The approach of demarcating traditional media planners from digital planners not feasible anymore: Anisha Iyer
In conversation with Social Samosa, Anisha Iyer talks about the challenges that women face today in the Indian A&M industry, dealing with PII in this day and age, and as a Jury Member of Social Samosa Superwomen 2023, shares a message for the participants.
With more than two decades of experience in the advertising business and a niche in digital and technology, Anisha Iyer, CEO of OMD India, shares that the media industry is filled with great examples of people breaking the glass ceiling and this needs to be emulated by the advertising industry. With changing rules of data protection, she also discusses the trends in terms of media spends and shares OMD’s growth prospects.
A lot has changed on the data front of late. With first-party and zero-party data now taking prominence, how has the functioning of media agencies changed?
Media agencies can no longer just sit back and take things easy. It is crucial for them to be at the forefront of innovation, and this is one of the biggest changes needed in agency ethos.
The current approach of demarcating traditional media planners from digital planners is not feasible anymore.
At OMD, we are setting the standard for the new normal by creating a unique pool of integrated planners. This is helping us better understand at-scale matters of privacy, data-led communication planning, as well as ensuing recommendations. Clients are becoming aware of the fact that there aren’t any established rules and benchmarks for this in India yet. With even most large companies still figuring out the intricacies of this approach, we need to work on normalising tests and learning initiatives and educate clients that first-party data is the best-party data. Subsequently, scaling from there is what will work in the long term.
Any tips on how brands and agencies can approach PII in an ethical manner?
Non-ethical practices are not even a point of discussion. In fact, if an agency has access to client data (even if aggregated) and that data is then used in a larger pool for in-sighting purposes, that is a problem.
At Omnicom, we don’t believe in owning any data. We believe that data belongs to the client and, as such, should be treated, understood, enriched, and expanded within a client-exclusive environment with no access to PII.
That’s the sustainable way to deal with PII and ensures deeper client partnerships, with trust and compliance at the core.
In terms of media spends, what are some of the trends in the last quarter? From an OMD perspective, which platforms are your clients more focused on?
The digital platform continues to dominate and grow steadily. Being at the heart of transformation and engagement, digital will continue to give mass media a run for its money. However, that’s not to say that TV has lost its relevance. On the contrary, TV is still very relevant, and thus, this does not come at the cost of TV investments. Interestingly, in certain categories, we are observing the resurrection of print media, but only time will reveal how sustainable print will be. Ultimately, a multimedia approach is what matters. Regardless of what channel is used, understanding the consumer journey and having a multi-touchpoint approach are key to a successful approach!

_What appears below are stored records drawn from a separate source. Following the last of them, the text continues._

PR #1598, opened 2022-07-21
trim trailing spaces

jimmywarting:
Trim all whitespaces.


dfahlander:
I plan to run all code against prettier at some point, but that will be done in a controlled moment. Closing this one because it will continue to diverge and be obsolete when all code has ran through prettier.

PR #1624, opened 2022-10-01
feat(d.ts): type creating hook subscriber return value

hekystyle:
Hi.

Based on what I found writen in [docs](https://dexie.org/docs/Table/Table.hook('creating')) ...

>  // If returning any value other than undefined, the returned value will be used as primary key

... I feel like return type of `subscriber` param of `creating` table hook can be significantly improved.

### DIFF
--- a/src/public/types/table-hooks.d.ts
+++ b/src/public/types/table-hooks.d.ts
@@ -19,7 +19,7 @@ interface DeletingHookContext<T,Key> {
 }
 
 interface TableHooks<T=any,TKey=IndexableType> extends DexieEventSet {
-  (eventName: 'creating', subscriber: (this: CreatingHookContext<T,TKey>, primKey:TKey, obj:T, transaction:Transaction) => any): void;
+  (eventName: 'creating', subscriber: (this: CreatingHookContext<T,TKey>, primKey:TKey, obj:T, transaction:Transaction) => void | undefined | TKey): void;
   (eventName: 'reading', subscriber: (obj:T) => T | any): void;
   (eventName: 'updating', subscriber: (this: UpdatingHookContext<T,TKey>, modifications:Object, primKey:TKey, obj:T, transaction:Transaction) => any): void;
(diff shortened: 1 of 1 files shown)


dfahlander:
Thanks! That's correct.

lvivski:
Hi @hekystyle @dfahlander, this change seems to be introducing type mismatch with [`strictFunctionTypes`](https://www.typescriptlang.org/tsconfig#strictFunctionTypes) enabled in Typescript. It is enabled by default in `strict` mode.

Example
```ts
import Dexie from "dexie";

class DB extends Dexie {
  public readonly someTable!: Dexie.Table<any, string>;
}

const db = new DB("name");

db.transaction("rw", db.someTable, () => {});
```

```
(property) DB.someTable: Dexie.Table<any, string>
No overload matches this call.
  Overload 1 of 6, '(mode: TransactionMode, tables: readonly (string | Table<any, IndexableType, any>)[], scope: (trans: Transaction & { someTable: Table<any, string>; }) => void | PromiseLike<...>): PromiseExtended<...>', gave the following error.
    Argument of type 'Table<any, string>' is not assignable to parameter of type 'readonly (string | Table<any, IndexableType, any>)[]'.
      Type 'Table<any, string>' is missing the following properties from type 'readonly (string | Table<any, IndexableType, any>)[]': length, concat, join, slice, and 15 more.
  Overload 2 of 6, '(mode: TransactionMode, table: string | Table<any, IndexableType, any>, scope: (trans: Transaction & { someTable: Table<any, string>; }) => void | PromiseLike<...>): PromiseExtended<...>', gave the following error.
    Argument of type 'Table<any, string>' is not assignable to parameter of type 'string | Table<any, IndexableType, any>'.
      Type 'Table<any, string>' is not assignable to type 'Table<any, IndexableType, any>'.
        Types of property 'hook' are incompatible.
          Types of parameters 'subscriber' and 'subscriber' are incompatible.
            Type 'void | IndexableType | undefined' is not assignable to type 'string | void | undefined'.
              Type 'number' is not assignable to type 'string | void | undefined'.ts(2769)
```

PR #1631, opened 2022-10-20
Fix for runtime typing errors

nlaurie:
As Indicated a few days ago ,  our team looked into the runtime typing issues we were getting with 4.0 and believe we came up with a good solution for handling situations where the user has a complex class hierarchy and wants to leverage the query nature of Dexie for their classes but also 100% control no assumptions on the serialization Type back to the db.  

As opposed to Dexie typing to figure out what the user wants in these cases we Added the ability to supply a secondary Type TEntity to take precedence for the POJO where needed for updates etc.  This allows the user of the library to directly specify the serialization type and get all the runtime type-safety

All tests are passed and the change is backward compatible.  There however is still one issue still remaining with the IDType coercion.  We understand the idea behind extracting the 'key' as string to infer the IndexableType from the T , however the typing system gets a bit confused and there are some instances where resolutions go recursive.  It's definitely a complex process switching types around.  Maybe there is a cleaner approach by leaving it more 3.2 ish and give the user a helper function to access the feature if desired, so that keeps the assumptions to a minimum (and easier to maintain)


nlaurie:
Closing Pull Request to Add Fixes for dexie-cloud-addon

Also Read: Digital and television act as yin and yang: Swati Nathani
What are the agency’s plans this year? What is of top priority on your TDL?

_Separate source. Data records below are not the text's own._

PR #179, opened 2021-10-26
supporting JDK17

li0nr:

Hey,
I am opening this PR to allow Oak to work with JDK>=8, with minimal effort and without having to change a lot of code.
While still using Unsafe and other sealed packages, though it is not encouraged anymore, and there exists some new alternatives that could replace them.

my changes introduce a new profile to the poms that we in order compile with JDK>= 8 and to run with JDK>=11
two tests fail when ran with JDK17, due to the changes introduced to the JDK past JDK8, which I need your help with (I still think there would be minimal effort to fix them)

### DIFF
--- a/pom.xml
+++ b/pom.xml
@@ -252,6 +252,14 @@
                 </plugins>
             </build>
         </profile>
+        <profile>
+        	<activation>
+			<jdk>[9,)</jdk>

OMD has gone through a massive product and people transformation in 2022. So, 2023 is definitely the year of growth. We have kicked off the year triumphantly and are already starting to see our efforts bear fruit and land us some great wins. Aggressive growth is the mantra for us.
A lot has been said about shattering the glass ceiling. Do you think the Indian A&M industry has truly enabled women professionals to break free of the shackles and this includes micro day-to-day challenges as well?

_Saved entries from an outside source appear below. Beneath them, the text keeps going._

PR #180, opened 2021-11-02
Generic benchmarks

liran-funaro:
Generic benchmarks and:
- support event-cache key/values in benchmarks
- consume key/values
- quantile latency measurements
- Chronicle and Memcached implementations
- increasing put preserves cardinality
- parallel (faster) initialization
- insert pre-defined scenarios into Parameters.
- nicer parameters usage/print
- removes redundant (old) code
- fix memory leak in the benchmarks


benchmarks/synchrobench/src/main/java/com/yahoo/oak/synchrobench/contention/abstractions/BenchOp.java
```diff
@@ -0,0 +1,49 @@
...
+/**
+ * The operations that 'CompositionalMap' supports
+ */
+public enum BenchOp {
+    PUT,
+    PUT_IF_ABSENT,
+    PUT_IF_ABSENT_COMPUTE_IF_PRESENT,
+    REMOVE,
+    GET,
+    ASCEND,
```
sanastas, line 21: Mention ASCEND and DESCEND is about scan

benchmarks/synchrobench/src/main/java/com/yahoo/oak/synchrobench/contention/abstractions/BenchOp.java
```diff
@@ -0,0 +1,49 @@
...
+    }
+
+    public static final BenchOp[] ADD = asArray(
+        PUT,
+        PUT_IF_ABSENT,
+        PUT_IF_ABSENT_COMPUTE_IF_PRESENT
+    );
+
+    // 'LinkedHashMap' preserves order of insertion.
+    public static final Map<String, BenchOp[]> GROUPS = new LinkedHashMap<>();
```
sanastas, line 40: Where is it used? Please add a comment

benchmarks/synchrobench/src/main/java/com/yahoo/oak/synchrobench/contention/benchmark/OpCounter.java
```diff
@@ -0,0 +1,268 @@
+/*
+ * Copyright 2020, Verizon Media.
+ * Licensed under the terms of the Apache 2.0 license.
+ * Please see LICENSE file in the project root for terms.
+ */
+
+package com.yahoo.oak.synchrobench.contention.benchmark;
```
sanastas, line 7: This is a general comment:

This is very significant rewrite of the benchmarks structure for Oak project. I find it hard to get into every detail of such a big code update.

1. First concern: For next conference paper, will we be able to say that we evaluate our "something" using a "well known" synchrobench platform?  For example, even Nova for PLDI still runs evaluation using Oak's synchrobench. Nova runs on Ramy's fork so will not be immediately affected by this change. But still what do you think about divergence from synchrobench? Not that it was too similar from the beginning...

benchmarks/synchrobench/src/main/java/com/yahoo/oak/synchrobench/contention/benchmark/OpCounter.java
```diff
@@ -0,0 +1,268 @@
...
+
+import com.yahoo.oak.synchrobench.contention.abstractions.BenchOp;
+import org.apache.datasketches.kll.KllFloatsSketch;
```
sanastas, line 10: I continue my general comment:

2. As this is significant write up and code change, that can not be reviewed well enough to be convinced in its correctness, I suggest to make the following correctness checks:

- 2a. Run *all* benchmarks currently existing on master to see they do not fail or give some weird results after the change.

- 2b. For all benchmarks currently existing on master, run them in their previous version (master) and with this code and verify that the results are similar.

benchmarks/synchrobench/src/main/java/com/yahoo/oak/synchrobench/contention/benchmark/OpCounter.java
```diff
@@ -0,0 +1,268 @@
...
+
+import java.util.Map;
+import java.util.stream.LongStream;
+import java.util.stream.Stream;
```
sanastas, line 14: Again continue general discussion:

This is again very big change to the benchmarks that also serve as our basic performance regression test. We need to verify that our "old" regression still performs the same with the same environment. Plus, I am up to adding 2-3 new regression benchmarks with the new abilities that gives this significant change.

sanastas (commented):
I didn't finish. Here are my thoughts so far. Will continue tomorrow.

benchmarks/synchrobench/run.sh
```diff
@@ -12,40 +12,46 @@ function ctrl_c() {
...
 
 declare -A benchmarks=(
-  ["skip-list"]="JavaSkipListMap"
-  ["oak"]="OakMyBufferMap"
-  ["offheap-list"]="OffHeapList"
-  ["concurrent-hash-map"]="JavaHashMap"
-  ["oak-hash"]="OakMyBufferHash"
+  ["skip-list"]="com.yahoo.oak.JavaSkipListMap"
+  ["oak"]="com.yahoo.oak.OakBenchMap"
+  ["offheap-list"]="com.yahoo.oak.OffHeapList"
```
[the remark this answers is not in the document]
liran-funaro: See `RunTest`. It runs all the benchmarks on a small scale to verify they work properly. I actually found many issues with the benchmarks that way (issues that were there before).

benchmarks/synchrobench/run.sh
```diff
@@ -120,11 +130,17 @@ warmup="0"
...
 
 # Defines the test runtime in milliseconds.
-duration="30000"
+duration="30_000"
 
 # Defines the sampling range for queries and insertions.
 range_ratio="2"
 
+# Defines the number of threads used for initialization
+fill_threads="24"
```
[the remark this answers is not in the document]
liran-funaro: If hyperthreading wasn't beneficial, it wouldn't have been exited :)
I noticed significant speedup with 24 threads compared with 12.

benchmarks/synchrobench/run.sh
```diff
@@ -133,42 +149,66 @@ range_ratio="2"
...
+  --value ) value_class="$2"; shift 2 ;;
+  --key-size ) key_size="$2"; shift 2 ;;
+  --value-size ) value_size="$2"; shift 2 ;;
+  --consume-keys ) extra_args="$extra_args --consume-keys"; shift ;;
+  --consume-values ) extra_args="$extra_args --consume-values"; shift ;;
+  --fill-threads ) fill_threads="$2"; shift 2 ;;
+  --latency ) extra_args="$extra_args --latency"; shift ;;
+  -v | --verify ) verify_script=1; shift ;;
+  -- ) shift; break ;;
+  * ) break ;;
```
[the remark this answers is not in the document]
liran-funaro: I'll try to create some kind of unit test for that.

benchmarks/synchrobench/run.sh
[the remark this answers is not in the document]
sanastas: Very good!

benchmarks/synchrobench/run.sh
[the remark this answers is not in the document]
sanastas: Then let us change `test_thread="01 04 08 12 16 20 24 28 32"` to `test_thread="01 04 08 12 16 20 24"`
32 threads were used only on Amazon server that we usually do not use

benchmarks/synchrobench/run.sh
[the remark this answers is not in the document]
sanastas: 👍

benchmarks/synchrobench/src/main/java/com/yahoo/oak/synchrobench/data/eventcache/Key.java
```diff
@@ -0,0 +1,64 @@
...
+ * Copyright 2020, Verizon Media.
+ * Licensed under the terms of the Apache 2.0 license.
+ * Please see LICENSE file in the project root for terms.
+ */
+
+package com.yahoo.oak.synchrobench.data.eventcache;
+
+import com.yahoo.oak.synchrobench.contention.abstractions.BenchKey;
+
+public class Key implements BenchKey {
```
sanastas, line 11: Why Key has 2 keys inside? In general, I am lost among so many classes... Please add comment about each class what is the purpose of each.

benchmarks/synchrobench/src/main/java/com/yahoo/oak/synchrobench/data/eventcache/ValueGen.java
```diff
@@ -0,0 +1,160 @@
...
+import net.openhft.chronicle.bytes.Bytes;
+import net.spy.memcached.CachedData;
+import org.jetbrains.annotations.NotNull;
+import org.jetbrains.annotations.Nullable;
+import org.openjdk.jmh.infra.Blackhole;
+import sun.misc.Unsafe;
+
+import java.util.Random;
+
+public class ValueGen implements ValueGenerator {
```
sanastas, line 24: Why both `ValueGen` and `ValueGenerator`? Why so many value offsets? Seems like comments per classes are very missed

benchmarks/synchrobench/src/test/java/com/yahoo/oak/RunTest.java
```diff
@@ -0,0 +1,104 @@
...
+import org.junit.runner.RunWith;
+import org.junit.runners.Parameterized;
+
+import java.util.ArrayList;
+import java.util.Arrays;
+import java.util.Collection;
+import java.util.List;
+
+@RunWith(Parameterized.class)
+public class RunTest {
```
sanastas, line 20: Maybe to name it `RunBenchmarksTest`?

core/src/main/java/com/yahoo/oak/BlocksPool.java
```diff
@@ -17,7 +17,7 @@
  */
 final class BlocksPool implements BlocksProvider, Closeable {
 
-    private static BlocksPool instance = null;
+    private static volatile BlocksPool instance = null;
```
sanastas, line 20: What is the purpose of the change? BlocksPool should be written only once and single threaded. After accesses can be from caches...

core/src/main/java/com/yahoo/oak/NativeMemoryAllocator.java
```diff
@@ -162,6 +162,7 @@ public void close() {
         // Release the hold of the block array and return it the provider.
         Block[] b = blocksArray;
         blocksArray = null;
+        freeList.clear();
```
sanastas, line 165: What is the purpose of the change? To release the on-heap structure? Should be cleared when entire allocator is disconnected with the OakMap/Hash

benchmarks/synchrobench/src/main/java/com/yahoo/oak/OffHeapList.java
```diff
@@ -19,114 +23,124 @@
...
         };
+    }
 
+    @Override
+    public void init() {
         skipListMap = new ConcurrentSkipListMap<>(comparator);
-        allocator = new NativeMemoryAllocator(OAK_MAX_OFF_MEMORY);
-        mm = new SyncRecycleMemoryManager(allocator);
+        allocator = new NativeMemoryAllocator(MAX_OFF_MEMORY);
+        mm = new SeqExpandMemoryManager(allocator);
```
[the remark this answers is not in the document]
liran-funaro: `OffHeapList` didn't really use the MM. It just uses it to generate the slice. I changed it because `OffHeapList` doesn't use the header anyway, and `SeqExpandMemoryManager` doesn't have a header.

benchmarks/synchrobench/src/main/java/com/yahoo/oak/synchrobench/contention/abstractions/BenchOp.java
liran-funaro: :+1:

benchmarks/synchrobench/src/main/java/com/yahoo/oak/synchrobench/contention/abstractions/BenchOp.java
liran-funaro: :+1:

benchmarks/synchrobench/src/main/java/com/yahoo/oak/Memcached.java
```diff
@@ -0,0 +1,122 @@
...
+import org.openjdk.jmh.infra.Blackhole;
+
+import java.io.IOException;
+import java.util.Map;
+import java.util.Optional;
+
+/**
+ * Required installation of Memcached on the machine.
+ */
+public class Memcached extends BenchMap {
```
sanastas, line 27: Where exactly this benchmark is used? I mean in `run.h` I do not see it as part of benchmarks, while chronicle is there. Is it for future use? Why not to add a possibility to run.h?

core/src/main/java/com/yahoo/oak/UnsafeUtils.java
```diff
@@ -13,9 +13,9 @@
 import java.nio.Buffer;
 import java.nio.ByteBuffer;
 
-final class UnsafeUtils {
+public final class UnsafeUtils {
```
sanastas, line 16: Is it instead of PR#159? How PR#159 is related?

pom.xml
```diff
@@ -44,47 +43,44 @@
     <developers>
         <developer>
             <name>Anastasia Braginsky</name>
-            <email>sanastas@oath.com</email>
+            <email>sanastas@yahooinc.com</email>
```
sanastas, line 46: May be to remove people who are not in the company?

sanastas:
My biggest concern now is that we need a design document together with this change. If myself or other committers will need to change something in the way benchmarks are done, it would be hard to do without some guidance.

core/src/main/java/com/yahoo/oak/BlocksPool.java
liran-funaro: Actually, it was IntelliJ suggestion that I accepted. But you are right. I will revert this change.

core/src/main/java/com/yahoo/oak/NativeMemoryAllocator.java
liran-funaro: I found this issue when I was trying the source of the memory leak in the benchmarks.
Technically, when the allocator will be collected by the GC, the `freeList` will also be collected and all its entries as well.
But it seems "more correct" to clear the list to "release" all the slices.
I'm not sure if that list is clear before. Where do we call "clear" before we call "close"? These methods are very similar.

benchmarks/synchrobench/src/main/java/com/yahoo/oak/OffHeapList.java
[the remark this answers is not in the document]
sanastas: Then how the compute works? `ScopedWriteBuffer.compute(prevValue.value.get().getSlice(), computeFunction);` Locks of MM are never used?

If so please add a comment about it

core/src/main/java/com/yahoo/oak/NativeMemoryAllocator.java
sanastas: So this is in the hope that the garbage objects will be collected faster?

At least the comment that is couple of lines below, needs to be updated.

benchmarks/synchrobench/src/main/java/com/yahoo/oak/Memcached.java
liran-funaro: I will add it to `run.sh`, but I can't include it in the unit testing because it will require starting a Memcached service.
The reason I didn't add it was because the performance was not even at the same scale as the others.
But it might have been a configuration issue.

core/src/main/java/com/yahoo/oak/UnsafeUtils.java
liran-funaro: It is used for decoding/encoding the data to a byte array, needed by Memcached transcoder.

pom.xml
liran-funaro: I'm not sure what is common in this case. To remove non-active developers, or leave them for the credit.

benchmarks/synchrobench/src/test/java/com/yahoo/oak/RunTest.java
liran-funaro: :+1:

core/src/main/java/com/yahoo/oak/UnsafeUtils.java
liran-funaro: I removed the dependency on UnsafeUtils.

benchmarks/synchrobench/run.sh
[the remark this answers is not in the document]
liran-funaro: Done.

benchmarks/synchrobench/src/main/java/com/yahoo/oak/synchrobench/data/eventcache/Key.java
liran-funaro: These are fields. I changed them to `field1` and `field2`. Also in `Value`.
I'm not sure what is the comment that you are looking for.
These are just arbitrary numbers. They have no meaning apart from resembling a real use case that we know of.

benchmarks/synchrobench/src/main/java/com/yahoo/oak/synchrobench/data/eventcache/ValueGen.java
liran-funaro: `ValueGenerator` is the interface. I can't name the class and interface with the same name.

benchmarks/synchrobench/src/main/java/com/yahoo/oak/OffHeapList.java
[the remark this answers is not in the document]
liran-funaro: compute/serialize or any of the writing functions does not use the locks since we only write in a scoped session (i.e., `ScopedWriteBuffer`). The lock is obtained beforehand by the map.
`OffHeapList` uses a synchronized block to avoid data races.
I'll add a comment mentioning why we use `SeqExpandMemoryManager` in this context.

core/src/main/java/com/yahoo/oak/NativeMemoryAllocator.java
liran-funaro: :+1:

liran-funaro:
> My biggest concern now is that we need a design document together with this change. If myself or other committers will need to change something in the way benchmarks are done, it would be hard to do without some guidance.

I can add a readme file to the synchrobench module.
What would you like to be documented?
Note that the benchmark class usage is documented. You just need to execute it with `-h`/`--help` flag.

core/src/main/java/com/yahoo/oak/NativeMemoryAllocator.java
```diff
@@ -52,13 +52,18 @@
...
+        this.capacity = capacity;
+        this.blocksArray = new Block[calcBlockArraySize()];
         // initially allocate one single block from pool
         // this may lazy initialize the pool and take time if this is the first call for the pool
         allocateNewCurrentBlock();
-        this.capacity = capacity;
+
+    }
+
+    private int calcBlockArraySize() {
```
sanastas, line 63: Where is it used?

benchmarks/synchrobench/run.sh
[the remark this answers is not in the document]
liran-funaro: done.

benchmarks/synchrobench/run.sh
```diff
@@ -52,15 +53,19 @@ declare -A heap_limit=(
   ["concurrent-hash-map"]="28g"
   ["oak-hash"]="24g"
   ["chronicle"]="24g"
+  # Memcached doesn't use the heap
```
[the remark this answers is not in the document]
liran-funaro: Changed to 512m. Anyway, it is just the maximum heap size. The will JVM optimize this size.

core/src/main/java/com/yahoo/oak/NativeMemoryAllocator.java
liran-funaro: I noticed a bug: `clear()` does not re-allocate the block array. So I corrected the code. But since this allocation happens in `clear()` and in the constructor, I added this function to avoid code duplication.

With its deepening focus on merit, intellect, and intent, the media industry is filled with great examples of people breaking the glass ceiling. So many of my friends and mentors are now in leadership roles in media agencies and that makes me so proud. This needs to be emulated by other industries as well, especially the advertising industry.
What is your opinion on the challenges faced by working women of today? And as an industry, how can we address it?
It isn’t the industry as much as our country that needs to tackle this challenge. That said, things are changing slowly but surely, and I’m glad to see it. Since we live in a patriarchal society where men are encouraged to hone and develop their self-PR skills, women need to actively become more assertive and get better at self-promotion. I think that, as women, we also need to work on changing our collective view, which will help eliminate quite a few obstacles in our journey to growth. Ultimately, gender should play no role in any of this and success should be defined by meritocracy and meritocracy alone.